Up early today to get to the studios and appear on Mike Georges show here is my script for today
I
picked up the phone the voice at the other end told me that dad who had
been in and out of hospital for months, and in failing health somewhat longer
than that, was now dying.It was not unexpected news and yet I was surprised to
find myself feeling strangely shocked.
It
was a hot July day, my heart beating faster than usual I dashed over to
the hospice hoping that I would be in time
The
journey took less than 15 minutes but when I arrived I was greeted with the
news that he had died,minutes before Even though I had seen him very recently I
felt distraught If only I had been there a short time earlier.
On
reflection, I guess that’s how dad would have wanted it to be. We had said
our goodbyes I had told him that I loved him and the truth is He never did like
fuss especially when it came to his health. I can hear him say it now There is
nothing more boring for me to talk about and for you to hear than the story of
my illness
I
still have a self portrait he painted - in oil - grey hair ,casual jumper,
glasses on a face full of lines and character. I look at that
painting often and every time I do my heart aches a little.
We
had very different personalities. we had different beliefs, different
philosophies of life. When I was nineteen and told him I'd become a Christian
he said "Don't worry I was a communist for 6 months at your age"
We
didn't agree on very much but he was the only dad I will ever have and I loved
him and I guess I love him still.
So
today is Father’s Day.
For
many people it's quite rightly a day of celebration, with cards addressed to
the best dad in the world, presents of socks, ties, and aftershave.
Lunches and meals out.
At
our church we're having a brunch to celebrate Father’s day.. and why wouldn't
we? It’s worth celebrating our dads just as much as Mothering Sunday celebrates
our mums.
And
yet …I will also think today about those who have not
got a dad (or perhaps have never even known their dad).
Those dads
who've lost children, or lost touch with their children - those men who
would love to have had children but for whatever reason - have not.

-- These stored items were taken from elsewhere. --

PR #2676, opened 2025-09-02
RFC: set explicit exception chains in raise-in-except-blocks

neutrinoceros:
A small quality of life improvement that I found while setting up a linter.
These were detected with
```
ruff check --select B904
```

### DIFF
--- a/h5py/_hl/dataset.py
+++ b/h5py/_hl/dataset.py
@@ -751,7 +751,7 @@ class Dataset(HLObject):
                 try:
                     newlen = int(size)
                 except TypeError:
-                    raise TypeError("Argument must be a single int if axis is specified")
+                    raise TypeError("Argument must be a single int if axis is specified") from None
                 size = list(self.shape)
                 size[axis] = newlen
 
--- a/h5py/_hl/files.py
+++ b/h5py/_hl/files.py
@@ -170,8 +170,8 @@ def make_fapl(
 
     try:
         set_fapl = _drivers[driver]
-    except KeyError:
-        raise ValueError('Unknown driver type "%s"' % driver)
+    except KeyError as exc:
+        raise ValueError(f'Unknown driver type {driver!r}') from exc
     else:
         if driver == 'ros3':
             token = kwds.pop('session_token', None)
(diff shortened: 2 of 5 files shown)


tacaswell:
By what metric are these being identified as confusing?

neutrinoceros:
There are three ways to chain exceptions, both with associated tracebacks


### option 1: no explicit chaining
```python
>>> def complex_function():
...     ...
...     raise TypeError("original exception")
...     ...
...
>>> try:
...     complex_function()
... except TypeError:
...     # default chaining: 'another exception occured'
...     raise ValueError("replacing exception")
...
```
```python-traceback
  File "<python-input-1>", line 2, in <module>
    complex_function()
    ~~~~~~~~~~~~~~~~^^
  File "<python-input-0>", line 3, in complex_function
    raise TypeError("original exception")
TypeError: original exception

During handling of the above exception, another exception occurred:

  File "<python-input-1>", line 5, in <module>
    raise ValueError("replacing exception")
ValueError: replacing exception
```

### option 2: ditch original exception as irrelevant to the reader
see [PEP 409](https://peps.python.org/pep-0409/)
```py
>>> try:
...     complex_function()
... except TypeError:
...     # we don't care about the original exception, throw it out and make our own instead
...     raise ValueError("replacing exception") from None
...
```
```python-traceback
  File "<python-input-2>", line 5, in <module>
    raise ValueError("replacing exception") from None
ValueError: replacing exception
```

### option 3: properly chain exceptions
(I believe this one comes from [PEP 3134](https://peps.python.org/pep-3134/))
```py
>>> try:
...     complex_function()
... except TypeError as exc:
...     # raise a new, context-specific exception, but keep the original one around
...     raise ValueError("replacing exception") from exc
...
```

```python-traceback
  File "<python-input-3>", line 2, in <module>
    complex_function()
    ~~~~~~~~~~~~~~~~^^
  File "<python-input-0>", line 3, in complex_function
    raise TypeError("original exception")
TypeError: original exception

The above exception was the direct cause of the following exception:

  File "<python-input-3>", line 5, in <module>
    raise ValueError("replacing exception") from exc
ValueError: replacing exception
```

In my opinion, option 2 and 3 are each clearer than option 1, because they let the exception traceback carry the original intention, while option 1 just reads like something completely unexpected happened, and should be reserved for this exceptional case (but happens to be the default because... backwards compat I guess ? chaining is clearly an after thought in the language)

tacaswell:
Can we go with option 3 and only go with option 2 when we are sure it is safe.  I personally find a long error message less confusing than a short error message that has removed any information needed to debug the problem.

neutrinoceros:
sounds good. I rewrote this with `from exc` everywhere but 2 cases where the `try` block only contains a single line, analogous to `b = int(a)`, where I think `from None` is perfectly safe. Let me know if you have any objection there.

And I also think of those whose relationships with their dad was poor.
There is a
wonderful story Jesus told called the Prodigal Son.
It is a story
of a son who demands his inheritance, while his dad is still alive, takes the
money moves away from his family wastes it all ,ends up feeding the pigs
eventually he swallows his pride decides to go home to see his dad expecting he
will never really be forgiven or accepted for what he has done.
But unbeknown
to the prodigal his dad has been searching for him every day he has been away,
and when he spots him a long way off he uninhibitedly runs towards
him throws his arm around him welcomes him home and then throws a great
party in celebration that his son has been found!
I don't know what your relationship with your dad is,
or was like, brilliant or bitter, I don't know whether Father’s day makes you
full of joy or makes you feel deeply sad, but I do know that each of us
has a Father in Heaven who loves us with a fierce and never ending love and
whoever we are and whatever is always there for us.